Listed records START

PR #6856, opened 2023-06-28
chore: remove walletConnectV2 flag

vm:
Removes the defaulting logic as we should always show WalletConnect v2.

### DIFF
--- a/src/components/AccountDrawer/UniwalletModal.tsx
+++ b/src/components/AccountDrawer/UniwalletModal.tsx
@@ -1,17 +1,14 @@
 import { Trans } from '@lingui/macro'
 import { sendAnalyticsEvent } from '@uniswap/analytics'
 import { InterfaceElementName } from '@uniswap/analytics-events'
-import { WalletConnect } from '@web3-react/walletconnect'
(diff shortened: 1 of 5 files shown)


JFrankfurt (approved):

src/components/AccountDrawer/UniwalletModal.tsx
```diff
@@ -51,21 +48,12 @@ export default function UniwalletModal() {
...
-      connectorV1.events.addListener(UniwalletConnect.UNI_URI_AVAILABLE, (uri: string) => {
-        uri && setUri(uri)
-      })
-    }
-  }, [walletConnectV2AsDefault])
+    const connectorV2 = uniwalletWCV2ConnectConnection.connector as WalletConnectv2
+    connectorV2.events.addListener(UniwalletConnectV2.UNI_URI_AVAILABLE, (uri: string) => {
+      uri && setUri(uri)
+    })
+  }, [])
```
cbachmeier, line 56: nit: do we still want this wrapped in a useEffect if there's no depedencies?

vm: i think this is async so it has to be in an effect?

Listed records END

**Your goal**
Please transcribe the data shown above in full, exactly as it stands.

**Solution to this problem**
PR #6856, opened 2023-06-28
chore: remove walletConnectV2 flag

vm:
Removes the defaulting logic as we should always show WalletConnect v2.

### DIFF
--- a/src/components/AccountDrawer/UniwalletModal.tsx
+++ b/src/components/AccountDrawer/UniwalletModal.tsx
@@ -1,17 +1,14 @@
 import { Trans } from '@lingui/macro'
 import { sendAnalyticsEvent } from '@uniswap/analytics'
 import { InterfaceElementName } from '@uniswap/analytics-events'
-import { WalletConnect } from '@web3-react/walletconnect'
(diff shortened: 1 of 5 files shown)


JFrankfurt (approved):

src/components/AccountDrawer/UniwalletModal.tsx
```diff
@@ -51,21 +48,12 @@ export default function UniwalletModal() {
...
-      connectorV1.events.addListener(UniwalletConnect.UNI_URI_AVAILABLE, (uri: string) => {
-        uri && setUri(uri)
-      })
-    }
-  }, [walletConnectV2AsDefault])
+    const connectorV2 = uniwalletWCV2ConnectConnection.connector as WalletConnectv2
+    connectorV2.events.addListener(UniwalletConnectV2.UNI_URI_AVAILABLE, (uri: string) => {
+      uri && setUri(uri)
+    })
+  }, [])
```
cbachmeier, line 56: nit: do we still want this wrapped in a useEffect if there's no depedencies?

vm: i think this is async so it has to be in an effect?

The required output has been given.